PROVIDED INFORMATION:
══════

PR #227, opened 2017-03-14
BUG: fix referenced instances item initialization

fedorov:
Add referenced series item only if it is not empty.


fedorov:
Reported by a user!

══════

PROBLEM DETAILS: Print the material once more, exactly as it appears.

REPLY TO THE EXERCISE:
PR #227, opened 2017-03-14
BUG: fix referenced instances item initialization

fedorov:
Add referenced series item only if it is not empty.


fedorov:
Reported by a user!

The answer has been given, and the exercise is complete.